## Instructions for the task
Look below for the line that has "I'm also *not*". Set down the lines from there through the line that has "In any event, whether", exactly as written.

## Data to use
▬▬▬▬▬▬

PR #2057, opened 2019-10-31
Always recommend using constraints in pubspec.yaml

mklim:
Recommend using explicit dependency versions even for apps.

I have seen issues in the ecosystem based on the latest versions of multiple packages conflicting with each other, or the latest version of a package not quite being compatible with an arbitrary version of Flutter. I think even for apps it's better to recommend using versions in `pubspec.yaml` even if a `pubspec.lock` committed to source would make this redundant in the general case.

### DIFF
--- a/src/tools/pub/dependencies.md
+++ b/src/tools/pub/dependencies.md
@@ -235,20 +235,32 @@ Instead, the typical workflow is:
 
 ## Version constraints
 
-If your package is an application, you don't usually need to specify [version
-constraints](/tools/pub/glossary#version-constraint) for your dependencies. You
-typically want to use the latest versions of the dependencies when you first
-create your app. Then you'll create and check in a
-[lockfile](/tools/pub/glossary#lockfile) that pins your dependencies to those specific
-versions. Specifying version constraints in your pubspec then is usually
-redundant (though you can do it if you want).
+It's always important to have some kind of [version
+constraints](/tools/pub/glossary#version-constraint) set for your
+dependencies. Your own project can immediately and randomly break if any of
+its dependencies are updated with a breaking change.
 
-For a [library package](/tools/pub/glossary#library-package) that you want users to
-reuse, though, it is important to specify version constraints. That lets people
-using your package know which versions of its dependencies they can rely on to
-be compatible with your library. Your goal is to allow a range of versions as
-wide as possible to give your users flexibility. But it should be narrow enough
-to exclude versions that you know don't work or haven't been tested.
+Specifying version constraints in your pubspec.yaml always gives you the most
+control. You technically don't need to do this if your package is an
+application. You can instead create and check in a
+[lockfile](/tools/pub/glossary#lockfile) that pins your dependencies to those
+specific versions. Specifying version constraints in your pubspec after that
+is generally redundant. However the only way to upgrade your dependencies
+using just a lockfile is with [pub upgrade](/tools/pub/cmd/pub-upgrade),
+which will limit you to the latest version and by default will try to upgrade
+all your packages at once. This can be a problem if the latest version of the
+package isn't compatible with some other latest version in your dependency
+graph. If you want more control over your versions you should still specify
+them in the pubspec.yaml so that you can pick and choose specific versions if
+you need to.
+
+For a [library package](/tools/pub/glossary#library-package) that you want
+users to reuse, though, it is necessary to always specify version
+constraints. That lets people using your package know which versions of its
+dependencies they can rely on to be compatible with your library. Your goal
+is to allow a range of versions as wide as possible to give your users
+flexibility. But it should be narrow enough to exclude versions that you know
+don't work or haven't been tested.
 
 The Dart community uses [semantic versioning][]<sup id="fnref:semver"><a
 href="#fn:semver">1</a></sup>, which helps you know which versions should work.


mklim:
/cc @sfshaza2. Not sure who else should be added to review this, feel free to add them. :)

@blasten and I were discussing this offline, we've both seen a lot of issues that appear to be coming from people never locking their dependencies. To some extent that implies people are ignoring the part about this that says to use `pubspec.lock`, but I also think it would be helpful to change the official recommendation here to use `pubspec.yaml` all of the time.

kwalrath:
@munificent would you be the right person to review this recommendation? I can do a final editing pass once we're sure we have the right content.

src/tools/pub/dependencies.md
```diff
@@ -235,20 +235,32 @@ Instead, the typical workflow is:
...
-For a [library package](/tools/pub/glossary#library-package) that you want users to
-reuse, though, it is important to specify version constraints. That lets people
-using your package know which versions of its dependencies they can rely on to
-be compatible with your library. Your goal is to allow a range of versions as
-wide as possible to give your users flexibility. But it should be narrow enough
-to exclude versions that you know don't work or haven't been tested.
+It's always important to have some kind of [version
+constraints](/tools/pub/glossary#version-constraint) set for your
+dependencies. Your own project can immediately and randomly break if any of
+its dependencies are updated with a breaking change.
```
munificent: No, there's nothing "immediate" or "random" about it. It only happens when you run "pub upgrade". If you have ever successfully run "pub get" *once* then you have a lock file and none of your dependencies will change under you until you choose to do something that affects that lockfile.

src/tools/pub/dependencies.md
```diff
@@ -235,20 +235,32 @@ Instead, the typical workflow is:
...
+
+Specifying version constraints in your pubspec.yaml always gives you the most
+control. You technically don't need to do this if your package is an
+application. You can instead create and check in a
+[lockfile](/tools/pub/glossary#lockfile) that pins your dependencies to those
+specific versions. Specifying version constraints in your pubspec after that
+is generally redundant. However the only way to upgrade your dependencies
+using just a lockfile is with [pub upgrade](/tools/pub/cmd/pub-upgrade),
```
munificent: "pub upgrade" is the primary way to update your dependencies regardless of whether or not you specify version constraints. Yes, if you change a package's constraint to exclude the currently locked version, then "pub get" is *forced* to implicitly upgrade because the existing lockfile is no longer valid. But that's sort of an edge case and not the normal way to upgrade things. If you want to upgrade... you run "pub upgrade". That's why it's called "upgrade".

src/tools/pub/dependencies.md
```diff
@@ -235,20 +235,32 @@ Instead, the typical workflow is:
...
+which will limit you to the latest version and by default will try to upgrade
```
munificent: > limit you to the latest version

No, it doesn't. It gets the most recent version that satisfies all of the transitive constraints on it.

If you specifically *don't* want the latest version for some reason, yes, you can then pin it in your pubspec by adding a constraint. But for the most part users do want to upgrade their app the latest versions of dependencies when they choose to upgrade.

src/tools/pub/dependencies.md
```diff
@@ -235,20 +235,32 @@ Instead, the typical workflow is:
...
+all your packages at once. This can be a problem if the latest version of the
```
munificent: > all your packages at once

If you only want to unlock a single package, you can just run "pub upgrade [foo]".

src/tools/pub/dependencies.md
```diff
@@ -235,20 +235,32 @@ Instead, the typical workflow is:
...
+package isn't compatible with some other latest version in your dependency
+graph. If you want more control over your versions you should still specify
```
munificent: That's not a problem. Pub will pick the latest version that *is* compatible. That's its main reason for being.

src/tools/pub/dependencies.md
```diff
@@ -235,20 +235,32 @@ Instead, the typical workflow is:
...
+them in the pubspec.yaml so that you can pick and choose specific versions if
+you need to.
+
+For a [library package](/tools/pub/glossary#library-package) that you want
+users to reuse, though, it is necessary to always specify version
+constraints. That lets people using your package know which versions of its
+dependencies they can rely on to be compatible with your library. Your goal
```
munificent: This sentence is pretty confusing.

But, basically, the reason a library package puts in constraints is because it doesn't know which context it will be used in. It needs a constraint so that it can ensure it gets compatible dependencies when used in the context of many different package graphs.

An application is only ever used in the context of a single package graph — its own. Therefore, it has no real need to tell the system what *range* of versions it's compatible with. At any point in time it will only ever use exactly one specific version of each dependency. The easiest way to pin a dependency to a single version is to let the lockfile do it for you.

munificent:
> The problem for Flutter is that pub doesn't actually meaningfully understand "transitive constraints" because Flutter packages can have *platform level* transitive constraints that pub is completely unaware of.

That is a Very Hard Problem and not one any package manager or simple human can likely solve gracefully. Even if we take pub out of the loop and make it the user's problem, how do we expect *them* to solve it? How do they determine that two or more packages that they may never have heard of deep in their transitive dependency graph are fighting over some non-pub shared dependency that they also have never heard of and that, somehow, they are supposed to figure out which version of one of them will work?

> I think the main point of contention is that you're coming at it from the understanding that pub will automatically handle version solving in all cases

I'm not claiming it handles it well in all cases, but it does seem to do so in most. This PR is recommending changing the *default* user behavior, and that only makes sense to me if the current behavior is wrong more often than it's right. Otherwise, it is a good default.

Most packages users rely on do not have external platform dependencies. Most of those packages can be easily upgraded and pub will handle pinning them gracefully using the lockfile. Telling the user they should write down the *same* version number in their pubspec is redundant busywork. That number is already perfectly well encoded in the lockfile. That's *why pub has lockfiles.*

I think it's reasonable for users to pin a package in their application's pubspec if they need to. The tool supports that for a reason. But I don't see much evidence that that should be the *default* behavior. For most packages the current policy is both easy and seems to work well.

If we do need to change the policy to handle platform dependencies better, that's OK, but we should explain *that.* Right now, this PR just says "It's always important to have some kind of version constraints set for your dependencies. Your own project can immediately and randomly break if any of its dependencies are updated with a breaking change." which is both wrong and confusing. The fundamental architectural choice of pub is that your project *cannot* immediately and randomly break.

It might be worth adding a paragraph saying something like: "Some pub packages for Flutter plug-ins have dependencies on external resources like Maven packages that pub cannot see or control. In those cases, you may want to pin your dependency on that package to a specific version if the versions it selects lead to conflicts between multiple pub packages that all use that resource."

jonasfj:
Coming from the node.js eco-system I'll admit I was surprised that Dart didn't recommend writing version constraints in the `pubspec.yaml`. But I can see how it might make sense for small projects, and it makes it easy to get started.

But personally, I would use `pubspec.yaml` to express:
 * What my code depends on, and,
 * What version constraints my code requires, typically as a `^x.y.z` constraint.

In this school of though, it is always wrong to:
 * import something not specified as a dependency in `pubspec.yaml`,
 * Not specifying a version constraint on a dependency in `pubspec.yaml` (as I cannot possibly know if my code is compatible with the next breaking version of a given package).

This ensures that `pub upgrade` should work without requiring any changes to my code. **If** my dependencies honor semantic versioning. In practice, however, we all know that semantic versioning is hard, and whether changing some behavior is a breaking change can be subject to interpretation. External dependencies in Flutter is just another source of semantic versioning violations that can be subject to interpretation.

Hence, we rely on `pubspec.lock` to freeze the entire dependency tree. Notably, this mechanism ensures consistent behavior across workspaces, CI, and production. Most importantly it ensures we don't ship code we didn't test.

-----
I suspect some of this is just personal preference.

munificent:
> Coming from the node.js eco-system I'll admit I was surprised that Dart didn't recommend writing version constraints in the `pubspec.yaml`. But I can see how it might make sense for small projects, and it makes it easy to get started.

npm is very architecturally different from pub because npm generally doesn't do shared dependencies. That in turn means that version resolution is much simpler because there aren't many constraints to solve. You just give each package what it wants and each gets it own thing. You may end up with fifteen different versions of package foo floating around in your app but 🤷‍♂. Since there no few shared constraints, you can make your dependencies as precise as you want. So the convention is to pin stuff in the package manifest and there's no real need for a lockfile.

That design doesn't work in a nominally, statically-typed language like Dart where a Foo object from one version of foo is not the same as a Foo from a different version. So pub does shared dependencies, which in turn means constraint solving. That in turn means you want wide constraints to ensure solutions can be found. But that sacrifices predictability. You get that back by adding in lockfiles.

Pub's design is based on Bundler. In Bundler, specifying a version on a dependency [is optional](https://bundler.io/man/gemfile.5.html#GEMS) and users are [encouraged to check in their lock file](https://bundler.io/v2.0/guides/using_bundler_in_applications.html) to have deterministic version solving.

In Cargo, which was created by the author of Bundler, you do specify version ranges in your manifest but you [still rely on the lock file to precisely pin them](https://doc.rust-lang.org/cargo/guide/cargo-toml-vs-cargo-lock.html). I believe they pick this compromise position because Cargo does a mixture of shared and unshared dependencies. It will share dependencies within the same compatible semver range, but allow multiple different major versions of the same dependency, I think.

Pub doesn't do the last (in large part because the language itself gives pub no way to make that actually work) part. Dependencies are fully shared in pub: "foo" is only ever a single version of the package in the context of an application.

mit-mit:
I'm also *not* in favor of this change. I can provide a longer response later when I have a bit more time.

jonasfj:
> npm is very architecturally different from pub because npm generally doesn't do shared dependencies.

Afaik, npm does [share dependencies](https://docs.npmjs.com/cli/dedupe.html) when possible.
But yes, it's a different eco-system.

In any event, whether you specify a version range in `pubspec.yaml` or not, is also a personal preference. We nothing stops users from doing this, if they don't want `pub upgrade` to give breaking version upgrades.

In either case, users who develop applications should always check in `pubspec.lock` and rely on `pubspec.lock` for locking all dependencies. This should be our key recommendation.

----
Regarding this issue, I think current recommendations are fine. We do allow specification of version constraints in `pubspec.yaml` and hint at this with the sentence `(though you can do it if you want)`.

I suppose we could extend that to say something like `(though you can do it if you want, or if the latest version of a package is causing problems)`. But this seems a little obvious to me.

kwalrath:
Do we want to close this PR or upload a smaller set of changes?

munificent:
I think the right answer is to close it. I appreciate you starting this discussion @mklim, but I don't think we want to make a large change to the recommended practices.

▬▬▬▬▬▬

## Written response
I'm also *not* in favor of this change. I can provide a longer response later when I have a bit more time.

jonasfj:
> npm is very architecturally different from pub because npm generally doesn't do shared dependencies.

Afaik, npm does [share dependencies](https://docs.npmjs.com/cli/dedupe.html) when possible.
But yes, it's a different eco-system.

In any event, whether you specify a version range in `pubspec.yaml` or not, is also a personal preference. We nothing stops users from doing this, if they don't want `pub upgrade` to give breaking version upgrades.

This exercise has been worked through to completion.